Dr McDaniel then shared the work of clinical psychologists who are applying their psychological knowledge and skills to address societal issues. Dr Abdulrehman, for example, whose work includes preventative and proactive approaches to recognise mental health problems, builds police and community relationships and addresses divisiveness.
Dr McDaniel ended with a poignant message to reassure those of us who perhaps felt overwhelmed at the prospect of changing the world! "See your work as one piece of a larger puzzle".
Isobel Clark (Consultant Clinical Psychologist), Lucy Johnstone (Independent Trainer) and Simon Mudie (Expert by Experience and DCP Wales Lead) presented a workshop exploring the challenge of 'Working in Diagnostically-Based Systems'. In light of the recently published Power Threat Meaning framework document and the Beyond Diagnosis movement, the workshop centered around how to practically and sensitively challenge diagnosis-based thinking and incorporate a trauma-informed formulation driven approach in our working lives.
Lucy Johnstone offered encouragement in being calm and confident in our position as psychologists to use formulation-driven approaches as opposed to diagnostic labels. We were invited to encourage staff to exercise their curiosity, develop hypotheses and offer their own views to explore meaning behind a client's diagnosis and symptoms. In particular, suggest using "I" language, for example, "When he/she does....., I feel...." and then relate this to what this tells us about the client, their relationships and their experiences.

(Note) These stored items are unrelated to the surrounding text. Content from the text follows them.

PR #788, opened 2022-06-03
Fix specs to work with latest rspec-mock

deivid-rodriguez:
It's more strict regarding mocking keywords args vs positional args.

This is currently making CI fail. I didn't notice it locally at #787, because I had an older `Gemfile.lock` file locally that was locked to an older version of `rspec-mocks` that didn't have the issue.


deivid-rodriguez:
Actually I just noticed there's a previous more complete PR proposing the same thing, so I'll close this!

PR #760, opened 2016-10-12
Forum username clipping

### LINKED ISSUE #28: Long nicknames consisting of one word get cut
As Sulker@Slack noticed, nicks bigger than the current limit will get cut off on jizz forums, looking quite bad.

Short-term solution is easy: change the infobox from 120px to 140px. I don't know if there's people with bigger nicks than me, and if it would work in them, though.

nanaya:
Fixes #28.

Also included a bunch of refactors and fix for mobile.


peppy:
👍

PR #774, opened 2016-10-15
Small fixes 2

UnusualToast:
Also team-types (lines 24-29) ideally should be translated, but it's hard to translate those terms. Might be a good idea to leave it as is?


HWSKY:
good revision, i recommend your changes

resources/lang/pt-br/multiplayer.php
```diff
@@ -28,18 +28,18 @@
...
         ],
         'events' => [
-            'player-left' => ':user Saiu da partida',
-            'player-joined' => ':user Juntou-se a partida',
+            'player-left' => ':user saiu da partida',
+            'player-joined' => ':user juntou-se à partida',
             'player-kicked' => ':user foi expulso da partida',
             'match-created' => ':user criou a partida',
-            'match-disbanded' => ':the partida foi dissolvida',
+            'match-disbanded' => ':the partida foi cancelada',
```
HWSKY: sounds like much better

PR #777, opened 2016-10-15
Beatmapsets fixes

LiquidPL:
* decrease preview volume
* add favouriting beatmapsets (soon)


resources/assets/coffee/react/beatmapset-page/main.coffee
```diff
@@ -166,6 +166,7 @@ class BeatmapsetPage.Main extends React.Component
     @setCurrentScoreboard null, scoreboardType: 'global', resetMods: true
 
     @audioPreview = document.getElementsByClassName('js-beatmapset-page--audio-preview')[0]
+    @audioPreview.volume = 0.45
```
nanaya: probably better as attribute in the element itself? Or does it not work?

LiquidPL: apparently you can't set volume in html, so yes

PR #799, opened 2016-10-27
Ｌａｒａｖｅｌ　５．３

nanaya:
Missing:

- migration to `passport`
- upgrade Elixir to 6.x


public/index.php
```diff
@@ -3,7 +3,7 @@
 /**
  * Laravel - A PHP Framework For Web Artisans.
  *
- * @author   Taylor Otwell <taylorotwell@gmail.com>
+ * @author   Taylor Otwell <taylor@laravel.com>
```
peppy: 👍

PR #808, opened 2016-10-28
[WIP] Add Laravel Passport

ameliaikeda:
Simple migration; to create a new password-based grant client, just `php artisan passport:client --password` and edit it to use the same secret as what's currently in use.

Alternatively, it could be cached in redis before the tables are dropped.

(Note: still needs actual testing against the osu! client)


nanaya:
Haven't gotten around finishing this either but I think it works with this diff applied:

https://0paste.com/9467-27df01f2.txt

ameliaikeda:
I'll get around to this tonight or tomorrow, but that `Passport::routes()`
call will change the oauth endpoint to /oauth/token.

nanaya:
I think that's fine considering it's not in use yet anyway. The alternative I can think of is

- create its own route file to avoid App namespacing
- copy the controller as well
- ?

ameliaikeda:
Oh, well if it's not in use then go right for the default passport routes
declaration.

PR #818, opened 2016-10-31
Fix yarn installation failing because of missing permissions

LiquidPL:


LiquidPL:
wait no I actually realized that it needs to be called in `build.sh` for production deployment ;_;

how about just install it locally or something?

build.sh
```diff
@@ -26,6 +26,5 @@ php artisan migrate --force
 php artisan lang:js resources/assets/js/messages.js
 php artisan laroute:generate
 
-npm install -g yarn
```
nanaya: just replace with this instead `command -v yarn || npm install -g yarn`.

nanaya:
also, can you replace `APP_KEY` value with a valid string in `.env.example` while at it?

PR #828, opened 2016-11-04
add topic watch migration

### LINKED ISSUE #823: phpbb_topics_watch migration missing
used in `app/Models/Forum/TopicWatch.php`

kschamplin19:
fixes #823 

if anything I messed up the index things I forgot how to database.


nekodex:
Hey, thanks for the contribution. 😃

However, legacy tables (`phpbb_*` and `osu_*`) shouldn't be added as 'normal' migrations - they'll fail when run during our production deploy (because the tables already exist in production).

Instead they should be added to the base table migrations
(see: `database/migrations/2015_01_01_133337_base_tables.php`)

nekodex:
Columns shouldn't be nullable, also make sure to set the charset/collation as well as the row format too (see the other migrations in that base table file for reference).

database/migrations/2015_01_01_133337_base_tables.php
```diff
@@ -1352,6 +1352,15 @@ public function up()
         });
         $this->comment('osu_mod_queue', 'Data table for BanchoBot mod queue ~mm201');
         $this->setRowFormat('osu_mod_queue', 'DYNAMIC');
+
+        Schema::create('phpbb_topics_watch', function (Blueprint $table) {
+            $table->unsignedMediumInteger('user_id')->nullable();
+            $table->unsignedMediumInteger('topic_id')->nullable();
+            $table->unsignedTinyInteger('notify_status');
+            $table->index('topic_id');
```
LiquidPL: you might want to add index names too

PR #830, opened 2016-11-04
Use MySQL 5.7 on Travis-CI

nekodex:
We're using MySQL 5.7, so Travis probably should too...

### DIFF
--- a/.travis.yml
+++ b/.travis.yml
@@ -4,9 +4,6 @@ cache:
     - node_modules
     - $HOME/.yarn-cache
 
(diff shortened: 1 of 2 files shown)


.travis.yml
```diff
@@ -4,8 +4,10 @@ cache:
     - node_modules
     - $HOME/.yarn-cache
 
-addons:
-  mariadb: 10.0
+services:
```
nanaya: might as well remove this if installing mysql manually?

PR #765, opened 2016-10-14
more content and translation to forum.php

HWSKY:
this file was originally translated according to /lang/en/forum.php root file
all translations and dependencies are fully included in this file since the last change, commit: 625f425 
sorry for the mess on pull requests, i will try send the single commits in single pulls

PR #832, opened 2016-11-04
Fun with pt-br

nanaya:
There are so many pull requests for this which are wrong at some level so I figured might as well fix them all at once. Someone who speaks the language may need to check it again. Or just merge it and let people complain =D

Closes #765.
Closes #767.
Closes #822.
Closes #813.
Closes #812.


Kuron-kun:
They all seem properly translated and the updated ones would just to translate some therms that would be more appropriate in portuguese. The only issue might be on the file name and some codes (copy-paste issues, maybe?), since I don't really know how it works... D:

Sadly we don't have many portuguese translators here, I guess.

PR #853, opened 2016-11-22
Beatmap stats in discussion

nanaya:
Recycling \o/

### DIFF
--- a/resources/assets/coffee/react/_components/beatmap-basic-stats.coffee
+++ b/resources/assets/coffee/react/_components/beatmap-basic-stats.coffee
@@ -1,0 +1,46 @@
+###
+# Copyright 2015-2016 ppy Pty. Ltd.
+#
+# This file is part of osu!web. osu!web is distributed with the hope of
+# attracting more community contributions to the core ecosystem of osu!.
+#
+# osu!web is free software: you can redistribute it and/or modify
+# it under the terms of the Affero GNU General Public License version 3
+# as published by the Free Software Foundation.
+#
+# osu!web is distributed WITHOUT ANY WARRANTY; without even the implied
+# warranty of MERCHANTABILITY or FITNESS FOR A PARTICULAR PURPOSE.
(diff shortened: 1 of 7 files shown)


resources/assets/coffee/react/_components/beatmap-basic-stats.coffee
```diff
@@ -0,0 +1,46 @@
...
+# along with osu!web.  If not, see <http://www.gnu.org/licenses/>.
+###
+{div, span} = React.DOM
+
+bn = 'beatmap-basic-stats'
+
+@BeatmapBasicStats = ({beatmapset, beatmap}) ->
+  div
+    className: bn
+    for stat in ['total_length', 'bpm', 'count_circles', 'count_sliders']
```
HWSKY: Using enum will be more efficient?
`Count_circles` and` count_sliders` are not implemented yet. The following stats are standardized like the others included? I can implement this minor addition.

LiquidPL: >`count_circles` and `count_sliders` are not implemented yet

it's not that they are not implemented, these just don't need to be altered in any way before being displayed

also, [this](https://github.com/ppy/osu-web/blob/master/app/Transformers/BeatmapTransformer.php)

resources/assets/coffee/react/_components/beatmap-basic-stats.coffee
```diff
@@ -0,0 +1,46 @@
...
+      value =
+        if stat == 'bpm'
+          beatmapset.bpm
+        else
+          beatmap[stat]
+
+      value =
+        if stat == 'total_length'
+          moment(0).seconds(value).format 'm:ss'
```
HWSKY: If you're using the momentjs library, you could also use `'mm:ss'` for beatmaps longer than 9:59 or use `'h:mm:ss'` for longer marathons, use if case will be welcomed.

PR #858, opened 2016-11-24
Contest tweaks

nekodex:
Makes links in the contest description box less blue.

Also collapses all sections within nested contests by default. Contests having lots of entries resulted in the other sections being pushed off-screen. This led to confusing UX as users may not see the other headings and realise they're expandable/collapsable...

### DIFF
--- a/resources/assets/less/bem/contest.less
+++ b/resources/assets/less/bem/contest.less
@@ -36,7 +36,7 @@
     > h1, h2, h3, h4, h5, h6 {
       color: white;
     }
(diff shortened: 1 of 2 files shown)


resources/assets/less/bem/contest.less
```diff
@@ -36,6 +36,9 @@
     > h1, h2, h3, h4, h5, h6 {
       color: white;
     }
+    & a {
```
nanaya: the `&` isn't needed

PR #868, opened 2016-12-02
Delete discussion post

nanaya:
Limited functionality:
- ~~~only for replies~~~ now can delete discussion as well 
- only poster or admin can delete
- only admin can restore
- whoever did the last deletion is recorded (but not who restored it)
- event (resolve/unresolve) can't be undone

┐(ﾟ ヮﾟ)┌

### DIFF
--- a/app/Libraries/OsuAuthorize.php
+++ b/app/Libraries/OsuAuthorize.php
@@ -59,6 +59,24 @@ class OsuAuthorize
         return $this->cache[$cacheKey];
     }
 
+    public function checkBeatmapDiscussionDestroy($user, $discussion)
+    {
+        $prefix = 'beatmap_discussion.destroy.';
+
+        $this->ensureLoggedIn($user);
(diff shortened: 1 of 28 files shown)


app/Libraries/OsuAuthorize.php
```diff
@@ -59,6 +59,24 @@ public function doCheckUser($user, $ability, $object)
...
+        $prefix = 'beatmap_discussion.destroy.';
+
+        $this->ensureLoggedIn($user);
+        $this->ensureCleanRecord($user);
+
+        if ($user->user_id !== $discussion->user_id) {
+            return;
+        }
+
+        if ($discussion->beatmapDiscussionPosts()->withoutDeleted()->count() > 1) {
```
nekodex: exists instead of count > 1?

nanaya: different thing, sir

PR #1333, opened 2017-07-18
Usercard search

nanaya:
Now with card instead of just avatar.

Also fix alignment stuff.

### DIFF
--- a/resources/views/objects/_usercard.blade.php
+++ b/resources/views/objects/_usercard.blade.php
@@ -15,9 +15,22 @@
     You should have received a copy of the GNU Affero General Public License
     along with osu!web.  If not, see <http://www.gnu.org/licenses/>.
 --}}
-
+@php
+    $blockClass = 'usercard';
+    if (isset($popup) && $popup) {
+        $blockClass += ' usercard--popup';
+    }
+    if (count($_modifiers ?? null) > 0) {
+        foreach ($_modifiers as $modifier) {
+            $blockClass .= ' usercard--'.$modifier;
+        }
+    }
+@endphp
 @if (isset($user) || isset($loading))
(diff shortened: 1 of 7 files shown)


resources/views/objects/_usercard.blade.php
```diff
@@ -34,22 +47,26 @@
                     <div class="usercard__username">{{isset($user) ? $user->username : 'Loading...'}}</div>
                     <div class="usercard__flags">
                         @if (isset($loading))
-                            @include('objects._country_flag', ['country_code' => 'XX'])
+                            <div class="usercard__flag">
```
nekodex: move this div to outside of `@if`?

resources/views/objects/_usercard.blade.php
```diff
@@ -34,22 +47,26 @@
...
-                                <div class="js-react--friendButton" data-target="{{$user->user_id}}"></div>
+                            <div class="usercard__flag">
+                                @if (isset($user->country))
+                                    @include('objects._country_flag', [
+                                        'country_code' => $user->country->acronym,
+                                        'country_name' => $user->country->name,
+                                    ])
+                                @endif
+                            </div>
+                            <div class="usercard__flag">
```
nekodex: wait, wut ಠ_ಠ

nekodex:
icon alignment in the friend button seems off now (uncentered?)

before:

after:

nanaya:
But I didn't change the button styling at all ಠ_ಠ

nanaya:
Apparently because it was just accidentally centered, not properly centered.

nekodex:
the icon alignment during hover is still misaligned..

nanaya:
which icon?

nekodex:
friend button icon

PR #1334, opened 2017-07-18
Guest friend button

nanaya:
Don't render the button if current user is guest.


nanaya:
I need this to fix something else in #1333.

PR #1337, opened 2017-07-18
Js fixes

nanaya:
More reactTurbolinks thing, and saving state of beatmap page. The latter is still kind of buggy.


Nekonyx:
IE11? 😮

Issue #962, opened 2017-02-09
No longer displaying three beatmap panels wide on listing


peppy:
Somehow became 2 wide 😦

nekodex:
Dependent on #1339

PR #1338, opened 2017-07-18
Three beatmap panels on listing

Nekonyx:
Fixes: #962


nekodex:
Thanks for the contribution, however we need to do some design work (to increase page width) before doing this otherwise it ends up looking bad. Gonna put this on hold for now.

notbakaneko:
Closing this until there are updates on the design since it's likely other changes will be needed.

PR #1347, opened 2017-07-20
More sentry fixes

nekodex:
Add user locale to error metadata and fix sourcemap generation

### DIFF
--- a/resources/views/layout/metadata.blade.php
+++ b/resources/views/layout/metadata.blade.php
@@ -46,14 +46,14 @@
 <script src="{{ mix("js/vendor.js") }}" data-turbolinks-track="reload"></script>
 @if(config('services.sentry.public_dsn') !== '')
     <script src="//cdn.ravenjs.com/3.17.0/raven.min.js" crossorigin="anonymous"></script>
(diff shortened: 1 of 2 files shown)


resources/views/layout/metadata.blade.php
```diff
@@ -46,13 +46,14 @@
...
-    <script>Raven.config('{{ config('services.sentry.public_dsn') }}', {
-        release: '{{ config('osu.git-sha') }}'
-    }).install();</script>
+    <script>Raven.config('{{ config('services.sentry.public_dsn') }}', {release: '{{ config('osu.git-sha') }}'}).install();</script>
 @endif
 <script src="{{ mix("js/app-deps.js") }}" data-turbolinks-track="reload"></script>
 <script src="{{ mix("js/app.js") }}" data-turbolinks-track="reload"></script>
 <script src="/vendor/js/timeago-locales/jquery.timeago.{{ locale_for_timeago(Lang::getLocale()) }}.js" data-turbolinks-track="reload"></script>
+@if(config('services.sentry.public_dsn') !== '')
+    <script>Raven.setUserContext({lang: Lang.locale});</script>
```
nanaya: why is it not right after `Raven.config` thingy above?

nanaya: (current locale is available from `currentLocale`)

PR #1350, opened 2017-07-21
Even more js fixes

nanaya:
Race condition, overloading class (not quite fixed), wrong class, and ujs/turbolinks stuff.


resources/assets/coffee/_classes/account-edit.coffee
```diff
@@ -28,6 +28,8 @@ class @AccountEdit
   initializeUpdate: (e) =>
     form = e.currentTarget
 
+    return if form.dataset.accountEditAuto != '1'
```
nekodex: auto what?

nanaya: all the autos =D

PR #1355, opened 2017-07-24
Position qtip with clientRect instead of bounding box

### LINKED ISSUE #1248: tooltip is centred if link text is overflowing
If the link's text is overflowing into a new line, the hover text is centred.

notbakaneko:
closes #1248

with a fork of qtip2
https://github.com/notbakaneko/qTip2/compare/master...position-with-client-rect


nanaya:
das coo

notbakaneko:
you saw nothing

Issue #1346, opened 2017-07-20
Group listing page


peppy:
We need the [group/team listing page](https://osu.ppy.sh/g/7) to be re-implemented. Should likely use the exact same logic as the friend listing, including online/offline display.

lunafreya:
You should have to consider this: #528 is STILL WIP right now. But about the group, are you intending to migrate old osu!web groups into new osu!web teams?

nekodex:
Teams will be a seperate (new) system, this is different.

Also, done.

PR #1356, opened 2017-07-24
Groups page

nekodex:
Adds group listing pages for the various osu! team groups.

Implements #1346


resources/views/groups/show.blade.php
```diff
@@ -0,0 +1,43 @@
...
+            <h1 class="osu-page-header__title">
+                {{ $group->group_name }}
+            </h1>
+            <div class="osu-page-header__title osu-page-header__title--small">
+                {{ $group->group_desc }}
+            </div>
+        </div>
+    </div>
+    <div class="osu-page osu-page--generic osu-page--dark-bg">
+        @foreach (['online', 'offline'] as $status)
```
nanaya: I've been wondering why is it not just plain object `['online' => [...], 'offline' => [...]]` and loop that instead (`$status => $users`).

app/helpers.php
```diff
@@ -926,3 +926,24 @@ function format_percentage($number, $precision = 2)
 {
     return sprintf("%.{$precision}f%%", round($number, $precision));
 }
+
+function group_users_by_online_state(&$users)
```
nanaya: no need to pass by reference?

app/Http/Controllers/GroupsController.php
```diff
@@ -0,0 +1,51 @@
...
+        $users = $group->users()
+            ->with([
+                'country',
+                'userProfileCustomization',
+            ])
+            ->default()
+            ->orderBy('username', 'asc')
+            ->get();
+
+        $grouped = group_users_by_online_state($users);
```
nanaya: Maybe also update `Friends#index` to use this.

app/helpers.php
```diff
@@ -926,3 +926,24 @@ function format_percentage($number, $precision = 2)
...
+
+    foreach ($users as $user) {
+        if ($user->isOnline()) {
+            $online[] = $user;
+        } else {
+            $offline[] = $user;
+        }
+    }
+
+    $online = collect($online);
```
nanaya: not sure using collect is worth it just to do `$stuff->count()` instead of `count($stuff)`.

resources/assets/less/bem/usercard.less
```diff
@@ -60,6 +60,10 @@
     .@{top}--popup & {
       opacity: 0;
     }
+
+    // to prevent annoying white-pixel artefacts appearing due to
+    // browsers not handling 'overflow: hidden' properly
+    border-radius: 4px;
```
nanaya: default border radius?

app/helpers.php
nekodex: TIL pass-by-reference in PHP is actually _slower_... 🤦‍♂️

PR #1358, opened 2017-07-25
Make BeatmapSet cover generation more robust

nekodex:
Now scans all Beatmaps in the sets to try and find a valid image for the BeatmapSet (instead of just trying the first Beatmap and giving up). Also caught and silenced some exceptions.


app/Models/Beatmapset.php
```diff
@@ -601,29 +601,34 @@ public function regenerateCovers()
...
-            $beatmap = $this->beatmaps()->first();
-            $beatmapFilename = $beatmap->filename;
-            $bgFilename = self::scanBMForBG("$workingFolder/$beatmapFilename");
+            // scan through all the beatmaps in this set and find the first one with a valid background image
+            foreach ($this->beatmaps as $beatmap) {
+                $bgFilename = self::scanBMForBG("{$workingFolder}/{$beatmap->filename}");
 
-            if (!$bgFilename) {
-                $this->update(['cover_updated_at' => $this->freshTimestamp()]);
+                if (!$bgFilename) {
```
nanaya: just noticed this will fail if filename is `0` =D

nekodex: pretty sure `0` is not a valid image filename

app/Models/Beatmapset.php
```diff
@@ -601,29 +601,34 @@ public function regenerateCovers()
...
-            $beatmap = $this->beatmaps()->first();
-            $beatmapFilename = $beatmap->filename;
-            $bgFilename = self::scanBMForBG("$workingFolder/$beatmapFilename");
+            // scan through all the beatmaps in this set and find the first one with a valid background image
+            foreach ($this->beatmaps as $beatmap) {
+                $bgFilename = self::scanBMForBG("{$workingFolder}/{$beatmap->filename}");
 
-            if (!$bgFilename) {
-                $this->update(['cover_updated_at' => $this->freshTimestamp()]);
+                if ($bgFilename === false) {
```
nanaya: and then there might be case when the beatmap file exists but no background defined?

nekodex: Then it's irrelevant?

nekodex: I mean, it will just loop through the beatmaps, not find any background and not generate any cover? As you would expect?

nanaya: hrm, the previous one also fail on `''` though?

nanaya: oh =S

nanaya:
Oh whoops :D

PR #1362, opened 2017-07-25
Fix beatmapset friend ranking.

nekodex:
Missed a reference when refactoring stuff, whoops.


nanaya:
And there's another thing forgotten :dancer: #1361.

PR #1368, opened 2017-07-26
Helper method for printing login required message and link

notbakaneko:
Might be less confusing to use compared to self-assembly ┐(´д｀)┌


app/helpers.php
```diff
@@ -196,6 +196,15 @@ function read_image_properties_from_string($string)
     }
 }
 
+function require_login($text_key, $link_text_key)
```
notbakaneko: Could make this accept a single parameter and do the `_` and `link_text` lookups implicitly, but that might not be obvious when adding translations...

nanaya: or just to make the link so `text_key` can have another parameters in addition to `link`?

It was highlighted that the formulation can be used as a discussion point with teams to facilitate flexibility in thinking and encourage staff to consider the meaning of events for their respective clients. We were also reminded to be mindful that the client's experience of trauma can be missed or overlooked in teams, and to ensure that these experiences are appropriately considered. After a few members of the audience expressed their frustration and subsequent discouragement of working in diagnostically-based systems, Isobel Clark used the metaphor of building a sandcastle where we work hard to build something great, but sometimes the tide will come in and wash away our sandcastle. We were encouraged to remain persistent, embrace the challenges and, if necessary, re-build our sandcastles.
The keynote speaker was Expert by Experience and independent health and social care consultant Jacqui Dyer whose talk was titled, 'From Surviving to Thriving.' Jacqui emphasised that psychologists have a key role to play as leaders in tackling the complexity of discrimination within services.
We were reminded of the challenges in accessing appropriate mental health services for black and minority ethnic communities. Jacqui argued for the need to take a cooperative approach, i.e. where co-production is present at every level of service design in order to ensure parity of esteem for vulnerable communities. Jacqui emphasised that by creating ongoing dialogue and taking a systemic approach, communities have the opportunity to be on a level where their voices are heard. Jacqui brought our attention to the ways in which these approaches have already proved successful in ensuring service users and Experts by Experience have a voice that is heard, for example, the Mental Health Taskforce, Lambeth's Black Thrive partnership.
Jacqui argued that the development and implementation of local and national policies that operate within the political and policy landscape enables services to move from surviving to thriving.
Overall the conference was filled with thought-provoking debates concerning current international issues in Clinical Psychology with an engaged audience keen to offer their experience from clinical practice and spark enthused-discussions.